For Elastic Cloud Hosted deployments, the following predefined roles are available:
- Admin: Can manage deployment details, properties and security privileges, and is able to sign on to the deployment with superuser privileges. This role can be scoped to one or more deployments. In order to prevent scope expansion, only Admins on all deployments can create new deployments.
- Editor: Has the same rights as Admin, except from deployment creation and management of security privileges. Editors are able to sign on to the deployment with the “editor” stack role. This role can be scoped to one or more deployments.
- Viewer: Can view deployments, and can sign on to the deployment with the viewer Stack role. This role can be scoped to one or more deployments.
There are two ways for a user to access Kibana instances of an Elastic Cloud Hosted deployment:
- Directly with Elasticsearch credentials. In this case, users and their roles are managed directly in Kibana. Users in this case don’t need to be members of the Elastic Cloud organization to access the deployment. Note that if you have several deployments, you need to manage users for each of them, individually.
- Through your Elastic Cloud organization. In this case, users who are members of your organization log in to Elastic Cloud and can open the deployments they have access to. Their access level is determined by the roles assigned to them from the Organization page. Elastic Cloud roles are mapped to Elastic Stack roles on a per-deployment level. When logging in to a specific deployment, users get the stack role that maps to their Elastic Cloud role for that particular deployment.
The following table shows the default mapping:
Cloud role | Cloud API role_id |
Stack role |
---|---|---|
Organization owner | organization-admin |
superuser |
Billing admin | billing-admin |
none |
Admin | deployment-admin |
superuser |
Editor | deployment-editor |
editor |
Viewer | deployment-viewer |
viewer |
You can apply the following predefined roles to Elastic Cloud Serverless projects. Some roles are only available to certain project types.

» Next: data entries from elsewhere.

PR #390, opened 2019-01-17
update the AWS Lambda supported Node.js links

calebpeterson:
Was reading the docs and encountered what appeared to be a stale link to the AWS Lambda docs for supported Node.js versions.


calebpeterson:
thanks for the quick review and additional pointer @xavdid! built and merged ✔️

PR #393, opened 2019-01-25
update docs to use new meta

xavdid:
Updates the docs to reflect the new `bundle.meta` keys. This won't be relevant until `8.0.0`, so we should be sure to merge this before that goes out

You can optionally create custom roles in a project and apply them to your organization users.
Roles are assigned to every member of an organization and can refer (or be scoped) to one or more specific deployments, or all deployments. When a role is scoped to all deployments it grants permissions on all existing and future deployments.
This list describes the scope of the different roles:
- Organization owner: This role is always scoped to administer all deployments.
- Billing admin: This role does not refer to any deployment.
- Instance access roles, including Admin: These roles can be scoped to either all deployments or projects, or specific deployments, project types, or projects.
Members are only able to see the role assignments of other members under the organization they belong to, for role assignments they are able to manage. Members with the Organization owner role assigned are able to see the role assignments of every member of their organization.
Members with the Admin role assigned are able to see role assignments for deployments or projects within their scope. For example, admins of all deployments and projects are able to see role assignments scoped to all and specific deployments and projects in the organization, while admins of specific deployments or projects only see role assignments scoped to those specific deployments or projects. This ensures that members assigned to specific deployments or projects do not try to remove role assignments from other members, and that the existence of other deployments or projects are not revealed to these members.